(PART 15) UNDER THE BLACKLIGHT:
STORYTELLING WHILE BLACK AND FEMALE:
CONJURING BEAUTIFUL EXPERIMENTS IN
PAST AND FUTURE WORLDS
N(ora). K. Jemisin is a New York Times-bestselling author of speculative fiction short stories and novels, who lives and writes in Brooklyn, NY. In 2018, she became the first author to win three Best Novel Hugos in a row for her Broken Earth trilogy. She has also won a Nebula Award, two Locus Awards, and a number of other honors. She is a member of the Altered Fluid writing group. In addition to writing, she has been a counseling psychologist and educator (specializing in career counseling and student development), a hiker and biker, and a political/feminist/anti-racist blogger. Although she no longer pens the New York Times Book Review science fiction column called “Otherworldly” (which she covered for 3 years), her reviews can still be found online. N. K. Jemisin’s most recent novel The City We Became is the first piece of the Great Cities trilogy where cities can become sentient beings.

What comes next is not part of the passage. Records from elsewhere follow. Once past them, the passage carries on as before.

PR #277, opened 2016-02-23
Fix switch fall-through warning

pweiskircher:
Clang with `-Wimplicit-fallthrough` enabled shows a warning here without
the break. See http://clang.llvm.org/docs/AttributeReference.html#fallthrough-clang-fallthrough


vitaut:
Thanks!

Issue #280, opened 2016-02-28
WinU Build error


VikingExplorer:
Has anyone tried to build this library in a Windows Universal context?

I'm getting:
1>c:\dev\couloir\3plibs\cppformat-2.0.0\format.cpp(740): error C3861: 'LocalFree': identifier not found
1>c:\dev\couloir\3plibs\cppformat-2.0.0\format.cpp(746): error C2065: 'FORMAT_MESSAGE_ALLOCATE_BUFFER': undeclared identifier

Steps to reproduce:
1) Open Visual Studio 2015 Community Edition, update 1
2) Create new project, Visual C++ ->Windows -> Windows Runtime Component (Universal Windows)
3) Add CppFormat source files
4) Build

vitaut:
I have no idea what Universal Windows is, but since targeting it gives an error for `LocalFree` which is defined in `windows.h`, you can probably fix it by defining `FMT_USE_WINDOWS_H` to 0.

VikingExplorer:
Thanks. The solution:
```
#ifdef WIN_U
#ifndef WIN32_LEAN_AND_MEAN
#define WIN32_LEAN_AND_MEAN
#endif
#define FMT_USE_WINDOWS_H 0
#define NOMINMAX						// this section needed to accomodate CppFormat
#include <algorithm>
namespace Gdiplus
{
	using std::min;
	using std::max;
}															// end CppFormat
#include <ppltasks.h>
#include <windows.h>
#endif
```

I'm surprised that anyone could be unaware of Windows 10. Already with 7x the Linux market share, there are about 200 million active monthly users. It's projected that 1 billion devices will be running Windows 10 within 2-3 years.

https://www.netmarketshare.com/operating-system-market-share.aspx?qprid=10&qpcustomd=0
http://www.extremetech.com/gaming/218039-steamos-ubuntu-or-windows-10-which-delivers-the-fastest-game-performance
http://winsupersite.com/windows-10/microsoft-confirms-windows-10-now-active-over-200-million-devices-monthly

vitaut:
I know what Windows 10 is, I don't know what Universal Window is and why it breaks WinAPI. Anyway, I'm glad that `FMT_USE_WINDOWS_H` works.

VikingExplorer:
WinU = WinAPI

amc522:
[...]

PR #285, opened 2016-03-03
Changed format_windows_error to not need LocalFree

mwinterb:
This is for non-'Desktop' applications that have a more limited collection of functions.
Addresses #280.

### DIFF
--- a/cppformat/format.cc
+++ b/cppformat/format.cc
@@ -588,27 +588,25 @@ FMT_FUNC void fmt::WindowsError::init(
 FMT_FUNC void fmt::internal::format_windows_error(
     fmt::Writer &out, int error_code,
     fmt::StringRef message) FMT_NOEXCEPT {
-  class String {
-   private:
-    LPWSTR str_;
-
-   public:
-    String() : str_() {}
-    ~String() { LocalFree(str_); }
-    LPWSTR *ptr() { return &str_; }
-    LPCWSTR c_str() const { return str_; }
-  };
   FMT_TRY {
-    String system_message;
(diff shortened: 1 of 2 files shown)


vitaut:
Thanks for the PR, but why not free the buffer with `HeapFree (GetProcessHeap(), allocatedMessage)` as suggested in https://msdn.microsoft.com/en-us/library/windows/desktop/ms679351(v=vs.85).aspx instead of increasing the buffer size in a loop?

mwinterb:
The documentation for the define indirectly calls out that it wasn't available for "Windows Store apps" for Windows 8 and 8.1 and the latest Windows SDK only defines it for "desktop family" applications. #280 also pointed out that FORMAT_MESSAGE_ALLOCATE_BUFFER was not defined. It not being defined for non-desktop family applications if Windows 10 is being targeted is probably a Windows header file bug, but cppformat would still have to deal with old SDKs even if that gets fixed.

So, basically, just to maximize compatibility with as many different Windows "versions" as possible.

I need to also amend this PR with a test to make sure that TBS_E_PROVISIONING_NOT_ALLOWED works consistently with directly calling FormatMessageW(ALLOCATE) since that error code forces the retry, I just wasn't aware of that case when I started.

vitaut:
Fair enough. I'm not quite sure what `TBS_E_PROVISIONING_NOT_ALLOWED` is about but I'll wait for you to update the PR.

mwinterb:
The message text for `TBS_E_PROVISIONING_NOT_ALLOWED` is more than 500 characters long, so it'll just be to verify that the buffer is too small case is handled correctly.

vitaut:
Merged, thanks!

PR #286, opened 2016-03-03
Define FMT_NOEXCEPT empty when exceptions are disabled

Naios:
-> Fixes warnings about disabled exception support in MSVC

```
2>...\cppformat\cppformat\cppformat\posix.h(112): warning C4577: 'noexcept' used with no exception handling mode specified; termination on exception is not guaranteed. Specify /EHsc (compiling source file ...\cppformat\cppformat\cppformat\posix.cc)
2>...\cppformat\cppformat\cppformat\format.cc(143): warning C4577: 'noexcept' used with no exception handling mode specified; termination on exception is not guaranteed. Specify /EHsc
```

### DIFF
--- a/cppformat/format.h
+++ b/cppformat/format.h
@@ -150,21 +150,6 @@ typedef __int64          intmax_t;
 # include <utility>  // for std::move
 #endif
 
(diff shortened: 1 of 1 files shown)


vitaut:
Merged, thanks!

Saidiya Hartman received a BA (1984) from Wesleyan University and a PhD (1992) from Yale University. She was a professor in the Department of English and African American Studies at the University of California, Berkeley (1992–2006), prior to joining the faculty of Columbia University, where she is currently a professor in the Department of English and Comparative Literature. She is the former director of the Institute for Research on Gender and Sexuality at Columbia University and was a Whitney Oates Fellow at Princeton University (2002), a Cullman Fellow at the New York Public Library (2016–2017), and a Critical Inquiry Visiting Professor at the University of Chicago (2018). In addition to her books, she has published articles in journals such as South Atlantic Quarterly, Brick, Small Axe, Callaloo, The New Yorker and The Paris Review. In her most recent book Wayward Lives, Beautiful Experiments: Intimate Histories of Social Upheaval, Saidiya Hartman examines the revolution of black intimate life that unfolded in Philadelphia and New York at the beginning of the twentieth century.